Your objective
The records below are to be transcribed word for word.

[Records from a dataset]

PR #13340, opened 2023-02-03
Game list: Use the latest game icon instead of 1.00's

elad335:
Applies to disc games.

Before (using 1.00 icon from /dev_bdvd):
image

After (using 1.11 icon from /dev_hdd0):
image

### DIFF
--- a/rpcs3/rpcs3qt/game_list_frame.cpp
+++ b/rpcs3/rpcs3qt/game_list_frame.cpp
@@ -657,6 +657,15 @@ void game_list_frame::Refresh(const bool from_drive, const bool scroll_after)
 				game.bootable     = psf::get_integer(psf, "BOOTABLE", 0);
 				game.attr         = psf::get_integer(psf, "ATTRIBUTE", 0);
 				game.icon_path    = sfo_dir + "/ICON0.PNG";
+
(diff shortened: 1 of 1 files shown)


rpcs3/rpcs3qt/game_list_frame.cpp
```diff
@@ -657,6 +657,15 @@ void game_list_frame::Refresh(const bool from_drive, const bool scroll_after)
 				game.bootable     = psf::get_integer(psf, "BOOTABLE", 0);
 				game.attr         = psf::get_integer(psf, "ATTRIBUTE", 0);
 				game.icon_path    = sfo_dir + "/ICON0.PNG";
+
+				if (game.category == "DG")
+				{
+					const std::string latest_icon = rpcs3::utils::get_hdd0_dir() + "/game/" + game.serial + "/ICON0.PNG";
+					if (fs::is_file(latest_icon))
+					{
+						game.icon_path = latest_icon;
```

Response below
PR #13340, opened 2023-02-03
Game list: Use the latest game icon instead of 1.00's

elad335:
Applies to disc games.

Before (using 1.00 icon from /dev_bdvd):
image

After (using 1.11 icon from /dev_hdd0):
image

### DIFF
--- a/rpcs3/rpcs3qt/game_list_frame.cpp
+++ b/rpcs3/rpcs3qt/game_list_frame.cpp
@@ -657,6 +657,15 @@ void game_list_frame::Refresh(const bool from_drive, const bool scroll_after)
 				game.bootable     = psf::get_integer(psf, "BOOTABLE", 0);
 				game.attr         = psf::get_integer(psf, "ATTRIBUTE", 0);
 				game.icon_path    = sfo_dir + "/ICON0.PNG";
+
(diff shortened: 1 of 1 files shown)


rpcs3/rpcs3qt/game_list_frame.cpp
```diff
@@ -657,6 +657,15 @@ void game_list_frame::Refresh(const bool from_drive, const bool scroll_after)
 				game.bootable     = psf::get_integer(psf, "BOOTABLE", 0);
 				game.attr         = psf::get_integer(psf, "ATTRIBUTE", 0);
 				game.icon_path    = sfo_dir + "/ICON0.PNG";
+
+				if (game.category == "DG")
+				{
+					const std::string latest_icon = rpcs3::utils::get_hdd0_dir() + "/game/" + game.serial + "/ICON0.PNG";
+					if (fs::is_file(latest_icon))
+					{
+						game.icon_path = latest_icon;
```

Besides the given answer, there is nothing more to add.